Der Umgang mit Bohrmaschine, Akkuschrauber, Tapezierbürste und vielen anderen Werkzeugen ist ihm vertraut. Am Computer entwirft er Veranstaltungspläne, Einladungen und Glückwunschschreiben, aufgelockert mit farbigen Bildern der Stadt. Seinem Keyboard entlockt er heitere und besinnliche Melodien, entsprechend dem Motto der jeweiligen Veranstaltung. Ja, Stefan Seidel, Leiter der Wohngruppe 003 im Chemnitzer Zentrum, hat goldene Hände.
 Solche sind nicht angeboren. Aber Begeisterung für Technik und die Annahme vieler verschiedener Arbeiten haben sie geformt. Nach der zehnten Klasse hat der aus Glauchau Stammende im Karl-Marx-Städter Rohr- und Kaltwalzwerk von 1967 bis 1969 den Beruf des Maschinenbauers erlernt. Danach diente er bis 1972 bei den Fliegern als Bordmechaniker. Anschließend arbeitete er wieder in seiner Ausbildungsfirma, half dann von 1974 an den Stammbetrieb des Werkzeugmaschinenkombinates „Fritz Heckert“ aufzubauen. Aus gesundheitlichen Gründen wechselte er 1983 zur Stahlgießerei im Stadtteil Borna. Bis 1987 war er dort als Kranführer tätig. Seine letzte Arbeitsstelle fand Stefan Seidel 1988 bei der Stadtverwaltung. Die setzte ihn schließlich in der Comenius-Schule, der jetzigen Sport-Mittelschule, als Hausmeister ein. In dieser Funktion sind bekanntlich viele Fähigkeiten und Fertigkeiten sowie gehöriges Organisations- und Improvisationstalent gefragt. Nicht zu vergessen, die Liebe zu den jungen Menschen.

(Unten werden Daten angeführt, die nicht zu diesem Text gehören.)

PR #31, opened 2022-08-05
Add `caller` host function

### LINKED ISSUE #18: Introduce `caller` as a host call
There should be a host function allowing contracts to query who is calling them. Since it is possible the contract under execution is the first in the call stack, we should use the "zero module id" a signal for this.

Contracts should be able to determine under what conditions they execute their own code.

N/A

**Additional context**
The transfer contract - one of two genesis contracts - currently requires this functionality to assert that the `mint` call may only be called from the stake contract.

ureeves:
Resolves #18

### DIFF
--- a/hatchery/src/world.rs
+++ b/hatchery/src/world.rs
@@ -5,6 +5,8 @@
 // Copyright (c) DUSK NETWORK. All rights reserved.
 
 mod event;
+mod stack;
+
 pub use event::{Event, Receipt};
 
 use std::cell::UnsafeCell;
@@ -17,6 +19,7 @@ use std::sync::Arc;
 use dallo::{ModuleId, Ser, MODULE_ID_BYTES};
 use parking_lot::ReentrantMutex;
 use rkyv::{archived_value, Archive, Deserialize, Infallible, Serialize};
+use stack::CallStack;
 use tempfile::tempdir;
 use wasmer::{imports, Exports, Function, Val};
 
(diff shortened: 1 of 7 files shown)


hatchery/src/world.rs
```diff
@@ -32,6 +35,7 @@ pub struct WorldInner {
     environments: BTreeMap<ModuleId, Env>,
     storage_path: PathBuf,
     events: Vec<Event>,
+    call_stack: Option<CallStack>,
```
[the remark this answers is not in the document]
krl: this would also make all the expects unneccesary

hatchery/src/world.rs
```diff
@@ -269,6 +302,32 @@ impl World {
...
+        let guard = self.0.lock();
+        let w = unsafe { &*guard.get() };
+
+        let caller = w
+            .call_stack
+            .as_ref()
+            .expect("call stack should be set")
+            .caller();
+
+        instance.with_arg_buffer(move |buf| {
```
krl, line 315: instance has a `let arg_ofs = self.write_to_arg_buffer(arg)?;` that you should use instead of manually writing memory

modules/callcenter/src/lib.rs
```diff
@@ -41,6 +41,16 @@ impl Callcenter {
     pub fn calling_self(self: &mut State<Self>, id: ModuleId) -> bool {
         dallo::self_id() == id
     }
+
+    pub fn call_self(self: &mut State<Self>) -> bool {
+        let self_id = dallo::self_id();
+        let caller = self.caller();
+
+        match self.caller().is_uninitialized() {
```
krl, line 49: this is neat!

krl (changes requested):

krl (approved):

 An diesem Punkt kommt der vorherige Leiter der Wohngruppe, Hein Spitzner, ins Spiel. Der kennt den jetzigen Schulhausmeister, der erst Ende Januar 2011 in Rente geht, aus dessen früherer ehrenamtlicher Arbeit mit Jugendlichen bei „Heckerts“. Einige Jahre aus den Augen verloren, trafen sich beide in Spitzners Wohnhaus, Zwickauer Straße, wieder, wohin Stefan im Jahre 2002 mit seiner Familie gezogen war. Nun frischten sie ihre Bekanntschaft auf. Dann brauchte der Ältere nicht lange, um ihn für die Volkssolidarität zu gewinnen. Noch im September wurde Stefan Seidel Mitglied und zwar ein engagiertes. Bald übernahm er die Funktion eines Volkshelfers. Seine Gruppe betreut er heute noch. Sie umfasst inzwischen 18 Leute. Im November 2006 nahm er die nächste Aufgabe an:  Mitglied der Wohngruppenleitung, zuständig für Reisen. Eng arbeitete er dabei mit dem hiesigen Reisebüro der Volkssolidarität zusammen und half mit, viele schöne Ausflüge zu organisieren. Da ging es unter anderem zum Besuch des MDR nach Leipzig, zur Raumfahrtausstellung in Morgenröthe-Rautenkranz und in die Clara-Zentkin-Gedenkstätte Wiederau.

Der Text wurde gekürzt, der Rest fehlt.